▶ _Provided data_:
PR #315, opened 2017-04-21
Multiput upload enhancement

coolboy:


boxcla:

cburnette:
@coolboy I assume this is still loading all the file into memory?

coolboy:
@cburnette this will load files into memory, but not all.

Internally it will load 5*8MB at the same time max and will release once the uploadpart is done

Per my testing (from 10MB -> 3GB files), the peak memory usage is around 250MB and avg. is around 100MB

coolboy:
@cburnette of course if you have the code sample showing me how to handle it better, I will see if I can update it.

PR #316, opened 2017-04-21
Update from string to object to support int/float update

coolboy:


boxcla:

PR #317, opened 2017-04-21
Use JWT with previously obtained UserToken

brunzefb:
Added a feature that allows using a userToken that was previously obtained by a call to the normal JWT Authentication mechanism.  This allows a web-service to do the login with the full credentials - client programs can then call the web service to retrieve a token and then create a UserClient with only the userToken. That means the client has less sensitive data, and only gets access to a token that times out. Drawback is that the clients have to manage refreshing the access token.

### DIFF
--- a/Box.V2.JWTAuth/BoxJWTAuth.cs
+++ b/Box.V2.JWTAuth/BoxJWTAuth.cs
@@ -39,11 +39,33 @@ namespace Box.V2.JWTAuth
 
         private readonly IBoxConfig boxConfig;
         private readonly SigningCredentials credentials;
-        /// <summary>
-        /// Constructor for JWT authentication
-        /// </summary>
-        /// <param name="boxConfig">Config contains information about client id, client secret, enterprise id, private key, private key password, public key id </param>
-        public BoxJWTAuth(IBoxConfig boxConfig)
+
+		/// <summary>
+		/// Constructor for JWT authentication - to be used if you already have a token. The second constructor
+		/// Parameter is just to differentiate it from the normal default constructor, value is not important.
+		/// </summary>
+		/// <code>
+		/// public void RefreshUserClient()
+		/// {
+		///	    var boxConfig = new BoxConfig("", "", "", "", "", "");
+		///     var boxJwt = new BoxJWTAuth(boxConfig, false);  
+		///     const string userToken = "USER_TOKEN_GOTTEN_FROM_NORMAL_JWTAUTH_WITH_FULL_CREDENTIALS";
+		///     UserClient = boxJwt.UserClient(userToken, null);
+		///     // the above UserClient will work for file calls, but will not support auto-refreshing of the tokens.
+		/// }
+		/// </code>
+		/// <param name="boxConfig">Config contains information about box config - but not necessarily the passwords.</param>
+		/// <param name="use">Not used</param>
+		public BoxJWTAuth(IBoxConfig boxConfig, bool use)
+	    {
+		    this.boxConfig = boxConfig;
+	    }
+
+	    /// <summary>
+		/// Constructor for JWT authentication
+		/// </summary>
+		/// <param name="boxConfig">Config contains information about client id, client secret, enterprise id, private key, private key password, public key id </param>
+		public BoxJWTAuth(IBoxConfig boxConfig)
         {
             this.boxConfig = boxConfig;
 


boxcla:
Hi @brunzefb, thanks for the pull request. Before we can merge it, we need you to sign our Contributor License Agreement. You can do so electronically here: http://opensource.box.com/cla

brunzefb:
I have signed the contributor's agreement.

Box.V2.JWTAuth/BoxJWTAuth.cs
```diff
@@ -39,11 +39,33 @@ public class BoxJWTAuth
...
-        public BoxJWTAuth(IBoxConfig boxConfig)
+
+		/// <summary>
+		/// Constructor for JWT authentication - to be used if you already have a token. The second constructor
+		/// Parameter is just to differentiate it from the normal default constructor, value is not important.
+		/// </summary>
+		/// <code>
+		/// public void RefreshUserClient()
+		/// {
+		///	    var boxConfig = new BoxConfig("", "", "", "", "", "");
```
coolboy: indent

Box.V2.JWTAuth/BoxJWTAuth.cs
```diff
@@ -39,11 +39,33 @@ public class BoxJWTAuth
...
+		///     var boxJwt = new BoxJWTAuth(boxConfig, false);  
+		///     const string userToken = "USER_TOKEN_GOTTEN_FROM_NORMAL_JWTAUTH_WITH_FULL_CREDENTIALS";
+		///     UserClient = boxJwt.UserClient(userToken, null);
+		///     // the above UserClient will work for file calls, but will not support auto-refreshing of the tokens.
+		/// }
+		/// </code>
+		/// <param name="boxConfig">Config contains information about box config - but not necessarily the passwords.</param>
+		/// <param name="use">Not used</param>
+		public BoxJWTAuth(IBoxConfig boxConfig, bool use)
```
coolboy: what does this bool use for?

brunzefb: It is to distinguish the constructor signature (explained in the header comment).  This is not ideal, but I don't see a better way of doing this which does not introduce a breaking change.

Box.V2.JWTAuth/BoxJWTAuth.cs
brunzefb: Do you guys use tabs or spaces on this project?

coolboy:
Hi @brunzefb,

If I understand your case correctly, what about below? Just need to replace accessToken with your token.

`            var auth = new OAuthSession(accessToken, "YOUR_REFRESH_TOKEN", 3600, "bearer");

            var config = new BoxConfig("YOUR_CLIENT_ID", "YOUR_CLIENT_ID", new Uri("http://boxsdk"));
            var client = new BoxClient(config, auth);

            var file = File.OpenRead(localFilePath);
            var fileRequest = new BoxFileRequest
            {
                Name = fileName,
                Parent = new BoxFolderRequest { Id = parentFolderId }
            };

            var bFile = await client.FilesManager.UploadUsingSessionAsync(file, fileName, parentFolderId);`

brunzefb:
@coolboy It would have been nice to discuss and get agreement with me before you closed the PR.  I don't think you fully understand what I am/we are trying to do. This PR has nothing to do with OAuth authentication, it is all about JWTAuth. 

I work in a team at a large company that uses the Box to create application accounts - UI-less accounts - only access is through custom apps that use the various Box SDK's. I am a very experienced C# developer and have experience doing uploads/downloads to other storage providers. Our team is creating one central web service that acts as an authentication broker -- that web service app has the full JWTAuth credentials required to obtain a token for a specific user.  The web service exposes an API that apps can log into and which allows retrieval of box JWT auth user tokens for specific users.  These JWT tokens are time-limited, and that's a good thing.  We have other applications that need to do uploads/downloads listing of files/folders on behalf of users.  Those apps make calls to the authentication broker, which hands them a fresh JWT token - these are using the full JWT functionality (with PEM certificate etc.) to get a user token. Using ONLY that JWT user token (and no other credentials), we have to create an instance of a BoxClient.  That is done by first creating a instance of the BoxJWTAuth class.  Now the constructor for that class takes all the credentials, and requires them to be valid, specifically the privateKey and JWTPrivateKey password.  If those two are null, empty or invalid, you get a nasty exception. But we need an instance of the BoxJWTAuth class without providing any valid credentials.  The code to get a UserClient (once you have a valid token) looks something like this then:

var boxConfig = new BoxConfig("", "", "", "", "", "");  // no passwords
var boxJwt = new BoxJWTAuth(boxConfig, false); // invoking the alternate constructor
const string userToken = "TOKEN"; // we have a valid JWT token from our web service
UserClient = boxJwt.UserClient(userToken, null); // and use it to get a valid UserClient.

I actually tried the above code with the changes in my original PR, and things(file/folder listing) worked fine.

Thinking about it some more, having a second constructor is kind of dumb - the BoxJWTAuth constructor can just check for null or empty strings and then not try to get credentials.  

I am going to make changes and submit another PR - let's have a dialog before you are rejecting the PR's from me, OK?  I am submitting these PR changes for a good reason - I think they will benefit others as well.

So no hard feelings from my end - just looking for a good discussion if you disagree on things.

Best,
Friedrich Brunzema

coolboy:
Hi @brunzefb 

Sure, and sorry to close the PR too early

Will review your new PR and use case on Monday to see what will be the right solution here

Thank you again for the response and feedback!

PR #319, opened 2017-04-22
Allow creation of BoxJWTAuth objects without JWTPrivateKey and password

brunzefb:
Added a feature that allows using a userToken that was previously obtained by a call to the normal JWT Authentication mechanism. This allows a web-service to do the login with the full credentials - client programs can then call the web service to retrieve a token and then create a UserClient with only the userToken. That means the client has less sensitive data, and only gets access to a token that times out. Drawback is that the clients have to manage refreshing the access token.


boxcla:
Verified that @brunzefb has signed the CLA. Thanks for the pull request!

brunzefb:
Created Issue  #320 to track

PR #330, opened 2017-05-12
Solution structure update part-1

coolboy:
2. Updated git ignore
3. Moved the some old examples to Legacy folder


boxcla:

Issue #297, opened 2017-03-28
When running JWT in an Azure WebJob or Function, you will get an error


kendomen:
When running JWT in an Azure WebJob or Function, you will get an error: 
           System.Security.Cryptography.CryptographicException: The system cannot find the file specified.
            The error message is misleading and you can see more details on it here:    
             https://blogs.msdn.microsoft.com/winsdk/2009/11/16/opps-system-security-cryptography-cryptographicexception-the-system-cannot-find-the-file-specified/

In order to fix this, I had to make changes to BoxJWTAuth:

▶ _Exercise brief_: Scan the material above for the string "case" and report each line where you find it.

▶ _Solution below_:
If I understand your case correctly, what about below? Just need to replace accessToken with your token.
Will review your new PR and use case on Monday to see what will be the right solution here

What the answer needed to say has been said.